The detection unit includes an opening / closing detection sensor for detecting opening / closing of a door provided for a private room in which the toilet is installed,
The specifying unit specifies the user corresponding to the user information that the acquisition unit has continuously acquired as the user of the toilet while the open / close detection sensor detects the opening / closing of the door twice. The monitoring system according to claim 3.
The health monitoring system further comprises:
For each user, a storage unit is provided for storing action information indicating action contents from when the user enters the private room in which the toilet is installed until the user leaves.
The identification unit identifies the user by comparing the behavior from when the user enters the private room in which the toilet is installed to when the user exits the behavior information indicated in the storage unit. The health monitoring system according to claim 3.

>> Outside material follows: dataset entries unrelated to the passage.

PR #1629, opened 2019-09-16
Add support for MY_CXT in perl5.

hakonhagland:
Adds support for thread-safe file-static variables in Perl 5.

Please let me know how to improve this pullrequest.

### DIFF
--- a/Source/Modules/perl5.cxx
+++ b/Source/Modules/perl5.cxx
@@ -419,6 +419,29 @@ public:
       Printf(f_header,"#define SWIG_init    %s\n\n", boot_name);
       Printf(f_header,"#define SWIG_name   \"%s::%s\"\n", cmodule, boot_name);
       Printf(f_header,"#define SWIG_prefix \"%s::\"\n", cmodule);
+
+      /* Support for static varibles when using threads, see perldoc perlxs */
+      Printf(f_header, "#define MY_CXT_KEY \"%s::_guts\" XS_VERSION\n", module);
+      Printf(f_init, "/* Support for static variables when using threads,");
+      Printf(f_init, " see \"perldoc perlxs\" */\n");
+      Printf(f_init, "\n#ifdef __cplusplus\nextern \"C\" {\n#endif\n");
+      Printf(f_init, "\n#ifdef SWIG_USE_MY_CXT\n");
+      Printf(f_init, "XS(XS_%s_CLONE) {\n", underscore_module);
+      Printf(f_init, "\t dVAR; dXSARGS;\n");
+      Printf(f_init, "\t MY_CXT_CLONE;\n");
+      Printf(f_init, "\t XSRETURN_EMPTY;\n");
+      Printf(f_init, "}\n");
+      Printf(f_init, "#endif\n\n");
+      Printf(f_init, "SWIGRUNTIME void\n");
+      Printf(f_init, "SWIG_MyCxtInit(void) {\n");
+      Printf(f_init, "#ifdef SWIG_USE_MY_CXT\n");
+      Printf(f_init, "\t MY_CXT_INIT;\n");
+      Printf(f_init, "\t newXS(\"%s::CLONE\", XS_%s_CLONE,  (char*)__FILE__);\n",
+          module, underscore_module);
+      Printf(f_init, "#endif\n");
+      Printf(f_init, "}\n\n");
+      Printf(f_init, "#ifdef __cplusplus\n}\n#endif\n");
+
       Delete(boot_name);
     }
 
--- a/Doc/Manual/Perl5.html
+++ b/Doc/Manual/Perl5.html
@@ -78,6 +78,7 @@
 <li><a href="#Perl5_nn52">Overhead and code bloat</a>
 <li><a href="#Perl5_nn53">Typemaps</a>
 </ul>
+<li><a href="#Perl5_nn54">Threads and static variables</a>
 </ul>
 </div>
 <!-- INDEX -->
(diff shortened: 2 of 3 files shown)


wsfulton:
@tlby , could you look at this pull request please.

Source/Modules/perl5.cxx
```diff
@@ -419,6 +419,29 @@ class PERL5:public Language {
       Printf(f_header,"#define SWIG_init    %s\n\n", boot_name);
       Printf(f_header,"#define SWIG_name   \"%s::%s\"\n", cmodule, boot_name);
       Printf(f_header,"#define SWIG_prefix \"%s::\"\n", cmodule);
+
+      /* Support for static varibles when using threads, see perldoc perlxs */
```
ojwb: Comment typo: "varibles"

tlby:
I'm still working on this.  The VM I had for running support grid tests (against all the perl versions) melted and setting up a fresh one had some unexpected challenges.  Making headway, but slower than expected.

tlby:
The grid test environment is back and this patch did pass the tests with all versions, however we don't have test coverage of this behavior yet, and perl v5.6 is still supported so I would like to verify graceful degradation or meaningful errors when feature is enabled.

Also, since this doesn't seem to change the behavior of how SWIG translates declarations into interface code, I suspect this could be expressed as a collection of SWIG macros in the standard library, rather than a patch to the swig program itself.  I'll try to work out something equivalent there and see if I hit any snags.

tlby:
This macro seems to be working fairly well
```
%define %START_MY_CXT
%{
#define MY_CXT_KEY SWIG_prefix "::_guts" XS_VERSION
START_MY_CXT;
%}
%init %{
MY_CXT_INIT;
%}
%inline %{
static
void CLONE(...) {
  MY_CXT_CLONE;
}
%}
%enddef
```
Use looks very similar to this PR
```
%{
  typedef struct {
    int foo;
  } my_cxt_t;
%}

%START_MY_CXT;

%init %{
  MY_CXT.foo = 0;
%}
```
I think it might make sense to add this to `Lib/Perl5/perlmacros.swg` since according to perlxs documentation
> It is [...] strongly recommended that these macros be used by all XS modules that make use of static data.

I'd like to get some test coverage over this feature before we call any work here finished.

ojwb:
> perl v5.6 is still supported

I guess you mean "by SWIG"?  Upstream it's well past being supported:

https://perldoc.perl.org/perlpolicy.html#MAINTENANCE-AND-SUPPORT

The SWIG docs currently recommend 5.8 or later:

> For the best results, it is recommended that SWIG be used with Perl 5.8 or later. We're no longer testing regularly with older versions, but Perl 5.6 seems to mostly work, while older versions don't.

The oldest version actually tested by ci currently seems to be Perl 5.18.

The last 5.6 release was "5.6.2         2003-Nov-15", so over 16 years old now.  5.8.0 was released in 2002.  The oldest Perl I've seen installed anywhere in recent years is mingw which still seems to have 5.8.8, and even that's very much an outlier.

If keeping support for 5.6 requires much effort and/or makes it harder to improve support for more modern versions that are actually in use, bumping the minimum requirement to 5.8 seems entirely reasonable.

tlby:
> If keeping support for 5.6 requires much effort and/or makes it harder to improve support for more modern versions that are actually in use, bumping the minimum requirement to 5.8 seems entirely reasonable.

Yes, by SWIG.  In my last push for major enhancements William asked for support back to 5.0, but I could not find anything earlier than 5.6 that would build, so we compromised there.  I am still testing SWIG with 5.6 and up, even though I haven't figured out how to get ci to handle it.

h2xs sometimes provides backfill for new apis in ppport.h, I will see if they did anything for `MY_CXT` there.  If not, then I won't do any heroics to make 5.6 work, but it should at least be investigated.

ojwb:
Travis allows picking a specific Perl version via Perlbrew:

https://docs.travis-ci.com/user/languages/perl/

That says "Perl versions earlier than 5.8 are not supported."

We now require CI coverage to support a target language - it seems reasonable to extend that to requiring CI for the oldest version we can realistically claim to support.  It's great that you're testing more versions by hand, but that's extra work for you and means we don't get to see regressions a patch causes before we merge it.

FWIW, back in 2011, I tested which Perl versions **actually worked** with SWIG and found the majority of the test suite passed with 5.6 but older versions didn't work well at all - as a result I updated the docs to recommend 5.8 or later (f320ea1d4a83a58b3e0873824eaf693df62a9916).

I appreciate William's concerns, and agree we need to consider carefully before dropping support for old versions, but also we have limited resources.  If people actually want support for Perl 5.6 (or older) they need to help make that happen, the same as for most things in SWIG.

I think we also need to let people who've stepped up to maintain a backend make reasonable calls on which versions to support.  If we insist that to maintain a language you have to maintain it for ancient versions too we're going to burn out volunteers.

wsfulton:
Seems like perl 5.6 can't be tested and there is some doubt over this patch, so I will defer this until swig-4.1.0 unless @tlby gives it the thumbs up now.

vadz:
FWIW I really don't see why would anyone care about Perl 5.6 in 2020. It's ridiculously outdated.

wsfulton:
Agreed, and hence for the swig-4.0.2 patch releases, we aim not to break support for the versions that are known to be okay. Hence I've deferred to swig-4.1.0 where we can change explicitly state the minimum version that is supported.

tlby:
I should have written this down more clearly.  My hesitation about this patch is not strongly about reverse compatibility⁠ — I suspect that could be handled without great effort, but @ojwb is right, since Travis CI can't test that far back it's likely not worth the effort.  I think it would be healthy if we moved to a v5.8 or v5.10 minimum for perl.  There were large changes in that era and we could drop a lot of bits of swig's Perl support I frankly don't understand if this happened.

The things I was hoping to clean up for this patch are things my early contributions were flagged for as well:
- This work appears to be fully expressible using templates, and I think we aim to avoid patches to the language modules when that's true.  I think I cooked up a functional equivalent above.
- The work has no test case, and I've tried to write one myself, but struggle to work out how to force the bad thread synchronization this code intends to guard against.  The Perl documentation about the feature is somewhat vague about what exactly it guards against.  This is where I'm stuck right now.

ojwb:
We said we'd defer this to 4.1.0 so I've set that as the milestone.

ojwb:
> The things I was hoping to clean up for this patch are things my early contributions were flagged for as well:
> 
>     * This work appears to be fully expressible using templates, and I think we aim to avoid patches to the language modules when that's true.  I think I cooked up a functional equivalent above.

By "templates" I assume you mean stuff in `Lib/perl5/` rather than C++ templates?

If it can be done cleanly that does seem better than generating code from `perl5.cxx`.

>     * The work has no test case, and I've tried to write one myself, but struggle to work out how to force the bad thread synchronization this code intends to guard against.  The Perl documentation about the feature is somewhat vague about what exactly it guards against.  This is where I'm stuck right now.

A testcase which checks the code generated compiles and works in normal use would be sufficient I think.  If it's possible to trigger the bad situation that this feature aims to defend against even better, but if it's related to thread synchronization I'd imagine it could be hard to trigger and I don't think it's helpful to block merging this indefinitely because of that.

ojwb:
I've now made 5.8.0 the oldest Perl we aim to support.

I've also unset the milestone.  This change could still go in 4.1.0 if it was ready (some test coverage is really needed, and maybe reworking to use the `%define %START_MY_CXT` approach suggested above), but this is a non-invasive change and unlikely to break anything that doesn't use the new mechanism so it could reasonably be merged for any SWIG version rather than having to wait for the next x.y.0 release.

The specific unit includes a behavior from when the user enters the private room in which the toilet is installed to when the user exits, and a toilet installed in another private room adjacent to the private room in which the toilet is installed. The health monitoring system according to claim 1, wherein the user is specified based on behaviors of other users to be used.
The health monitoring system further includes:
The health monitoring according to claim 1, wherein the storage unit includes a registration unit that registers and registers at least one of the liquid information, the urination information, and the disease for each user. system.
A detection step for detecting that a user has entered a predetermined range from the toilet;
An acquisition step of periodically obtaining user information for identifying the user by performing wireless communication with a communication device held by the user existing within a predetermined range from the toilet;
A specific step of identifying the user based on the user information;
A measuring step of measuring the urination of the user of the toilet or the potential of the accumulated water into which the urination flows;
An analysis step of generating urination information by analyzing the urine component of the user based on the potential measured in the measurement step;
A guessing step of guessing the user's disease based on the urination information;
Including health monitoring methods.
On the computer,
A detection function for detecting that a user has entered the toilet within a predetermined range;
An acquisition function for periodically acquiring user information for identifying the user by performing wireless communication with a communication device held by the user within a predetermined range from the toilet;
A specific function for identifying the user based on the user information;
A measurement function for measuring the urination of the user of the toilet or the potential of the stored water into which the urination flows;
An analysis function for generating urination information by analyzing the urine component of the user based on the potential measured by the measurement function;
Based on the urination information, a guess function to guess the user's disease,
A computer-readable non-temporary recording medium on which a health monitoring program is recorded.